AQA FP3 (Further Pure Mathematics 3) 2013 June

1 It is given that \(y ( x )\) satisfies the differential equation $$\frac { \mathrm { d } y } { \mathrm {~d} x } = \mathrm { f } ( x , y )$$ where $$\mathrm { f } ( x , y ) = ( x - y ) \sqrt { x + y }$$ and $$y ( 2 ) = 1$$ Use the improved Euler formula $$y _ { r + 1 } = y _ { r } + \frac { 1 } { 2 } \left( k _ { 1 } + k _ { 2 } \right)$$ where \(k _ { 1 } = h \mathrm { f } \left( x _ { r } , y _ { r } \right)\) and \(k _ { 2 } = h \mathrm { f } \left( x _ { r } + h , y _ { r } + k _ { 1 } \right)\) and \(h = 0.2\), to obtain an approximation to \(y ( 2.2 )\), giving your answer to three decimal places.

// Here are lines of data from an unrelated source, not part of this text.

PR #2247, opened 2017-08-21
Fixes 1880

### LINKED ISSUE #1880: The warnings in the sample template do not get reseted
The warnings are getting appended rather than reset.

josenavas:
Fixes #1880
Basically the problem was in this function:

https://github.com/biocore/qiita/blob/a369cad63827b92e89032c8e12d5865c61f73a5b/qiita_ware/dispatchable.py#L198-L204

The serial calls to extend and update was forcing a validation on the "extend" call first (which raised the warning message) and another on the update, which it corrected the values in the DB (but didn't remove the previous warning).

By creating a function that performs those 2 operations at the same time and issuing a single validation at the end of that function we only raise a warning at the end if there is a problem with the data in the DB at the end of the operation.


qiita_db/metadata_template/base_metadata_template.py
```diff
@@ -1168,15 +1165,16 @@ def update(self, md_template):
 
             # In order to speed up some computation, let's compare only the
             # common columns and rows. current_map.columns and
-            # current_map.index are supersets of new_map.columns and
-            # new_map.index, respectivelly, so this will not fail
-            current_map = current_map[new_map.columns].loc[new_map.index]
+            # current_map.index are supersets of md_template.columns and
+            # md_template.index, respectivelly, so this will not fail
+            current_map = current_map[
+                md_template.columns].loc[md_template.index]
```
tanaes: Is there a reason to do this way instead of ` current_map = current_map.loc[md_template.index, md_template.columns]`?

josenavas: I don't think so. I know that sometimes one option is creating a view while the other one returning an actual pandas DataFrame object, and that can raise Warning in some operations. I don't think it actually matters here, but I wanted to minimize code modifications (I'm actually just moving code around in this PR to be able to reuse code easily).

wasade:
:+1:

josenavas:
Thanks @wasade / @tanaes - able to merge? (I don't want to do a self high-five 😄 )

tanaes:
I approved, just had the question for learning purposes. Not sure @wasade
has finished review? Can merge if so.

josenavas:
No problem @tanaes - Yes, @wasade gave the 👍  so you can merge. Thanks!

PR #2371, opened 2017-10-21
Fix 1812

antgonza:


antgonza:
This is ready for review: @josenavas, @ElDeveloper and @wasade. I think 2-3 reviews will be great. The main things to consider while reviewing:
1. The ProcessingJob.create has a new parameter force to force creation, as in some cases is fine to force creation even with duplicated parameters.
2. Be careful to check that it makes sense to use that flag in the tests, for example: must of our tests create duplicated jobs and @josenavas and I thought this was fine
3. Sample/Prep/Analysis workflows can still create duplicated jobs, thus adding there.

qiita_db/processing_job.py
```diff
@@ -128,14 +128,43 @@ def create(cls, user, parameters):
...
+                ["command_parameters->>'%s' = '%s'" % (k, v)
+                 for k, v in viewitems(parameters.values)
+                 if isinstance(v, Iterable) and not isinstance(v, str)
+                 for v in v])
+            sql = sql + ' AND ' if params else sql
+            qdb.sql_connection.TRN.add(sql + params, [command.id])
+            existing_jobs = qdb.sql_connection.TRN.execute_fetchindex()
+            if existing_jobs and not force:
+                raise ValueError(
+                    'Cannot create job because these jobs:\n%s' % '\n'.join(
```
josenavas: "Cannot create job because it is a duplicate of these jobs"

qiita_db/processing_job.py
```diff
@@ -128,14 +128,43 @@ def create(cls, user, parameters):
...
+
+            # check if a job with the same parameters already exists
+            sql = """SELECT processing_job_id, email, processing_job_status
+                     FROM qiita.processing_job
+                     LEFT JOIN qiita.processing_job_status
+                        USING (processing_job_status_id)
+                     WHERE command_id = %s AND processing_job_status IN (
+                        'success', 'waiting', 'running') """
+            params = " AND ".join(
+                ["command_parameters->>'%s' = '%s'" % (k, v)
```
ElDeveloper: This is one confusing double conditional list comprehension. `for v in v`?

qiita_db/processing_job.py
ElDeveloper: 👍 ... maybe worth including a bit more detail:

Cannot create job because the parameters are the same as jobs that are queued, running or already have succeeded: .....

qiita_db/processing_job.py
wasade: agree

qiita_db/test/test_processing_job.py
```diff
@@ -22,7 +22,7 @@
 from qiita_core.qiita_settings import qiita_config
 
 
-def _create_job():
+def _create_job(force=True):
```
wasade: If we default to `True`, are there situations in the codebase where this is `False`?

wasade: Or rather, this API has changed I believe since the existing functionality would be `force=False` if I understand the docs above. Will this change be a problem elsewhere?

wasade: ...or was the default behavior previously to force the execution?

josenavas:
@antgonza you've test failures here

antgonza:
Don't merge this as it still needs some work. The code works as expected but the GUI is not catching/working as expected.

antgonza:
Well, the "fix" was easier than expected, the error now is shown like this:

antgonza:
@wasade and @ElDeveloper, could you do another pass? Thanks!

qiita_db/processing_job.py
```diff
@@ -128,14 +128,56 @@ def create(cls, user, parameters):
...
+                        'success', 'waiting', 'running') """
+
+            # we need to use ILIKE because of booleans as they can be
+            # false or False
+            _format = "command_parameters->>'%s' ILIKE '%s'"
+            params = []
+            for k, v in viewitems(parameters.values):
+                # this is necessary in case we have an Iterable as a value
+                # but that is not unicode or string
+                if isinstance(v, Iterable) and not (isinstance(v, str) or
```
ElDeveloper: isinstance can take a tuple i.e. `isinstance(v, (str, unicode))`.

qiita_db/test/test_processing_job.py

2 The Cartesian equation of a circle is \(( x + 8 ) ^ { 2 } + ( y - 6 ) ^ { 2 } = 100\).
Using the origin \(O\) as the pole and the positive \(x\)-axis as the initial line, find the polar equation of this circle, giving your answer in the form \(r = p \sin \theta + q \cos \theta\).
(4 marks)

3

1. Find the values of the constants \(a , b\) and \(c\) for which \(a + b x + c x \mathrm { e } ^ { - 3 x }\) is a particular integral of the differential equation $$\frac { \mathrm { d } ^ { 2 } y } { \mathrm {~d} x ^ { 2 } } + 2 \frac { \mathrm {~d} y } { \mathrm {~d} x } - 3 y = 3 x - 8 \mathrm { e } ^ { - 3 x }$$
2. Hence find the general solution of this differential equation.
3. Hence express \(y\) in terms of \(x\), given that \(y = 1\) when \(x = 0\) and that \(\frac { \mathrm { d } y } { \mathrm {~d} x } \rightarrow - 1\) as \(x \rightarrow \infty\).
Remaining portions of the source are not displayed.